Would it be, if we don’t know whether a particular quarter is fair?

I mean, I suppose we’d need to figure out the probability of having a fair quarter, and cross-reference it to the probability of flipping a fair quarter 100 times and having it come up heads 75% of the time.

I had a similar situation today in class. Yesterday I showed a group of students that if you roll 2 6-sided dice, the most common sum will be 7. But I screwed up how I showed them: before they tried the experiment, I had them predict what number would come up most.

Very few people predicted 7. Most predicted 5 or 8 or 10. And the weird thing was, most of the people were right in their prediction: if they predicted 5, that’s what came up the most for them. Little errors entered the process, leading to some sort of weird version of confirmation bias.

Today I had a kid come in, thrilled, because last night he told his mom about the experiment. They tried rolling 2d6 120 times, and it came up 7 over 80 times! He was very proud.

Given his results, there’s no way I’d predict that his next roll had a 1 in 6 chance of being a 7. Some sort of error or anomaly entered his rolling process, leading to a 75% chance of rolling a 7. I’d feel comfortable predicting that his next roll had a 3/4 chance of being a 7, because otherwise his results were astronomically unlikely.

I think there is a confusion here. Starting with the assumption of fair dice, you can calculate, using the binominal probability distribution (with outcomes {7, not-7}), the expected number of successful (dice roll 7) trials out of 120 trials and the standard deviation of the same. Using that, you can then determine how probable it is that you would have successful trials in 80 trials out of 120 solely due to chance. At a certain point, called the level of statisical significance (a very poorly misunderstood term around here), this (due to chance) becomes so unlikely that you endorse the alternative hypothesis (the dice are unfairly weighted) over the null hypothesis (the dice are fairly weighted).

I think there is a confusion here. Starting with the assumption of fair dice, you can calculate, using the binominal probability distribution (with outcomes {7, not-7}), the expected number of successful (dice roll 7) trials out of 120 trials and the standard deviation of the same. Using that, you can then determine how probable it is that you would have successful trials in 80 trials out of 120 solely due to chance. At a certain point, called the level of statisical significance (a very poorly misunderstood term around here), this (due to chance) becomes so unlikely that you endorse the alternative hypothesis (the dice are unfairly weighted) over the null hypothesis (the dice are fairly weighted).

What is going on his is the distinction between a priori probability and what’s called “informed priors.”

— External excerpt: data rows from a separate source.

PR #216, opened 2026-09-07
docs: refresh verification skills and add allowlist workflow

tamtamchik:
Repository skills contained stale config requirements, references to removed verifier functions, and guidance that could hide unverified bytecode. Update the four existing workflows against the current implementation and add a dedicated `allowed-diffs` workflow for justified exceptions and wildcard tightening.

Keep detailed explorer payload mappings and diagnostic recipes in linked references, including an executable immutable-rule coverage check. Preserve manual invocation settings and argument hints, and update the workflow index in `CLAUDE.md`.

Clarify the limits of source hunk rules, the prerequisites for constructor overrides inside allowlist rules, and the deployment-simulation exception accepted by bytecode wildcards. Keep config review separate from edits and live diagnostics, and correct the architecture description of immutable analysis. Explain recursive filename lookup, missing-source suggestions, token fallback and the simulation gas setting.

## Validation
- Five skills: metadata and local reference links validated.
- Immutable-rule example executed: expected difference accepted and five unrelated changes rejected.
- 69 config, allowlist, explorer and HTTP tests passed.
- Independent reviews checked runtime accuracy, workflow completeness and removed guidance; reproduced that source rules match coordinates without pinning text.
- A further read-only Claude audit checked all five skills against runtime code and tests; confirmed findings were corrected after inspecting the implementation.
- Six read-only scenarios exercised through Claude CLI; follow-up runs checked CREATE2 reasoning, metadata evidence, hostname matching, config review and report fields. These checks do not establish live-chain support or reliability across models.

### DIFF
--- a/.claude/skills/add-explorer/SKILL.md
+++ b/.claude/skills/add-explorer/SKILL.md
@@ -1,155 +1,47 @@
 ---
 name: add-explorer
-description: Add support for a new blockchain explorer API to diffyscan. Use when a new chain or explorer type needs to be supported.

If I’m understanding this correctly, let’s say you’re a junior detective assigned to a case. The initial case meeting starts out with you, your boss, and a half dozen other detectives in a room with a file sitting on an empty table. The chief detective opens it up and reads the entire contents of the file: “A woman claims she was raped.”

You pipe up and say, “There’s an 8 percent chance she’s lying,” and everyone nods wisely and applauds your contribution.

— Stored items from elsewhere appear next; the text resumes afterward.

PR #551, opened 2023-07-04
feat: add storyblok integration

supproduction:
adds storyblok integration
adds dynamic cmd header\description

closes [HRZ-3142](https://spryker.atlassian.net/browse/HRZ-3142) [HRZ-3150](https://spryker.atlassian.net/browse/HRZ-3150)

[HRZ-3142]: https://spryker.atlassian.net/browse/HRZ-3142?atlOrigin=eyJpIjoiNWRkNTljNzYxNjVmNDY3MDlhMDU5Y2ZhYzA5YTRkZjUiLCJwIjoiZ2l0aHViLWNvbS1KU1cifQ

[HRZ-3150]: https://spryker.atlassian.net/browse/HRZ-3150?atlOrigin=eyJpIjoiNWRkNTljNzYxNjVmNDY3MDlhMDU5Y2ZhYzA5YTRkZjUiLCJwIjoiZ2l0aHViLWNvbS1KU1cifQ


apps/storefront/.env.template
```diff
@@ -23,3 +23,6 @@ ORYX_CONTENTFUL_TOKEN=
 # All content and assets in Contentful belong to a space.
 # You will generally have at least one space for a project.
 ORYX_CONTENTFUL_SPACE=
+
+# The Contentful Access Token
```
tobi-or-not-tobi:
```suggestion
# The Storyblok Access Token
```

libs/domain/content/article/article.component.ts
```diff
@@ -26,27 +26,32 @@ export class ArticleComponent extends ContentMixin<ContentArticleOptions>(
...
     const data = this.$data();
 
-    if (!data?.article) {
+    if (!data?.content) {
       return;
     }
 
     return html`<oryx-text
-      .content=${marked.parse(data.article)}
+      .content=${marked.parse(data.content)}
```
tobi-or-not-tobi, line 54: wondering if we should not move markdown conversion to the adapter layer, since we do not know which element comes with which type of content.

libs/domain/content/src/models/content.model.ts
```diff
@@ -1,10 +1,13 @@
...
-  article?: string;
+  type?: string;
+  id?: string;
   entities?: ContentEntities;
 }
 
 export interface Content {
-  article?: string;
+  heading: string;
+  description: string;
```
tobi-or-not-tobi, line 11: should we introduce a `meta` object here, and store description in there?

libs/domain/search/src/services/suggestion/default-suggestion.service.ts
```diff
@@ -16,9 +16,19 @@ export class DefaultSuggestionService implements SuggestionService {
       combineLatest(
         this.adapters.map((adapter) => adapter.get(qualifier))
       ).pipe(
-        map((suggestions) =>
-          suggestions.reduce((acc, curr) => ({ ...acc, ...curr }), {})
-        )
+        map((suggestions) => {
+          console.log(suggestions);
```
tobi-or-not-tobi: left over

libs/template/labs/src/articles/storyblok/api/default-storyblok-api.service.ts
```diff
@@ -0,0 +1,45 @@
...
+    return this.locale
+      .get()
+      .pipe(
+        switchMap((locale) =>
+          this.http.get<StoryblokEntryResponse>(
+            `${this.endpoint}/${search.slug}?token=${this.storyblokToken}&language=${locale}`
+          )
+        )
+      );
+  }
```
tobi-or-not-tobi: what about

```ts
  getEntries(search: StoryblokSearch): Observable<StoryblokEntriesResponse> {
    const endpoint = `${this.endpoint}?search_term=${search.query}&token=${this.storyblokToken}`;
    return this.search<StoryblokEntriesResponse>(endpoint);
  }

  getEntry(search: StoryblokSearch): Observable<StoryblokEntryResponse> {
    const endpoint = `${this.endpoint}/${search.slug}?token=${this.storyblokToken}`;
    return this.search<StoryblokEntryResponse>(endpoint);
  }

  protected search<T>(endpoint: string): Observable<T> {
    return this.locale
      .get()
      .pipe(
        switchMap((locale) =>
          this.http.get<T>(`${endpoint}&language=${locale}`)
        )
      );
  }
```

libs/template/labs/src/articles/storyblok/api/storyblok-api.service.ts
```diff
@@ -0,0 +1,44 @@
...
+}
+
+export interface StoryblokApiService {
+  getEntries(search: StoryblokSearch): Observable<StoryblokEntriesResponse>;
+  getEntry(search: StoryblokSearch): Observable<StoryblokEntryResponse>;
+}
+
+declare global {
+  interface InjectionTokensContractMap {
+    [StoryblokApiService]: StoryblokApiService;
```
tobi-or-not-tobi: I actually think client was a better name, I just got my self confused initially. This stuff is not an api, so we should not name it an api.

libs/template/presets/storefront/experience/footer.ts
```diff
@@ -23,10 +23,10 @@ const legalLinks = {
   name: 'legal links',
   components: [
     link('©️ 2023 Spryker'),
-    link('Imprint'),
+    link('Imprint', '/faq/imprint'),
     link('Terms & conditions', '/article/terms-and-conditions'),
     link('Privacy Notice', '/article/privacy'),
-    link('Data preference'),
+    link('Data preference', '/faq/data-preference'),
```
tobi-or-not-tobi: There's no content for this link

libs/template/presets/storefront/experience/pages/article-page.ts
```diff
@@ -2,11 +2,27 @@ import { StaticComponent } from '@spryker-oryx/experience';
 
 export const articlePage: StaticComponent = {
   type: 'Page',
-  meta: {
-    title: 'Article Page',
-    route: '/article/:id',
-    description: 'Default Article Page Description',
+  meta: { route: '/article/:id' },
```
tobi-or-not-tobi, line 5: we should actually move those pages to labs package for the time being, as it's not yet part of final release.

tobi-or-not-tobi (changes requested):

libs/domain/content/article/article.component.ts
supproduction: As it's temporary implementation I thought it's ok if component handle it. OFC in real world we should do it in normalizers

libs/domain/content/src/models/content.model.ts
supproduction: not sure, IMO plain object simplier for understanding. But I can introduce if we need it

libs/domain/content/article/article.component.ts
supproduction: What do you think if we move this component into labs domain too?

tobi-or-not-tobi (approved):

You all somehow solve that case and are assigned another one. You walk into the same room, and the chief opens the case file on the empty table. This time he reads, “A female stripper claims she was raped at a frat party.”

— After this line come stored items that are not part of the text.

PR #573, opened 2023-07-07
ci: fixes smoke tests grouping error in netlify

AndreyYevtukhov:
Fixes an issue with smoke tests run after adding grouping https://github.com/spryker/oryx/pull/563 
Cypress can't pick up build id on Netlify automatically, so we have to set that variable

closes: -

---

### Checklist before requesting a code review

- [x] PR title is aligned with [PR titles and conventional commits](https://spryker.atlassian.net/wiki/spaces/FA/pages/3821175291/PR+titles+and+conventional+commits)
- [x] I have performed a self-review of my code and have fixed all jobs failures

### DIFF
--- a/tools/netlify-plugins/cypress-tests-runner/index.js
+++ b/tools/netlify-plugins/cypress-tests-runner/index.js
@@ -14,6 +14,8 @@ export const onSuccess = ({ inputs }) => {
   process.env.CYPRESS_BASE_URL = deployURL;
   process.env.CYPRESS_BUILD_ID = process.env.BUILD_ID;
 
+  console.log(process.env)
+
   // sync call is needed here, because if async is used -> netlify will kill child process
   // when the main process is over
   const childProcess = spawnSync('npx', ['nx', 'run', nxRunCommand], { stdio: 'inherit' });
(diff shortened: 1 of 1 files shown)


tools/netlify-plugins/cypress-tests-runner/index.js
```diff
@@ -1,26 +1,58 @@
...
+ * modify nx config a bit to add/edit missing values
+ *
+ * @param {string} buildId
+ * @param {string} baseUrl
+ */
+function updateCypressConfig(buildId, baseUrl) {
+  console.log(`Deployed site URL: ${baseUrl}`);
+  console.log(`Deployed build id: ${buildId}`);
+
+  const pathToProjectConfig = '../../apps/storefront-e2e/project.json';
```
tolerants, line 27: We are hardcodeing path to the storefront `project.json`, but at the same time it looks like this script is a general one, how we will run it for PA or testfront?

AndreyYevtukhov: For testfront it will be similar because both storefront and testfront use the same e2es and the same configs

As for the fulfillment app - you are right, we will have to change it. But there are no smoke tests yet, and I'm not even sure when we will be ready to add those. And when we will have B2C and B2B envs to run tests against them we will have to extend this plugin even further (I'm pretty sure there will be some additional configs and env variables)

tolerants (approved):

You pipe up and say, “If we didn’t know half of that information, there’d be an 8% chance she was lying.”

While factually accurate, you’ve contributed nothing to the problem at hand. Your fellow detectives hose you down and throw powdered sugar on you.

Isn’t that kind of what you did? And it somewhat poisons the well, by bringing up irrelevant statistics, because someone is going to read the thread and not realize that it’s irrelevant. Evil Economist is giving you a pass because it wasn’t intentional, and as far as I’m concerned he’s made a convincing case.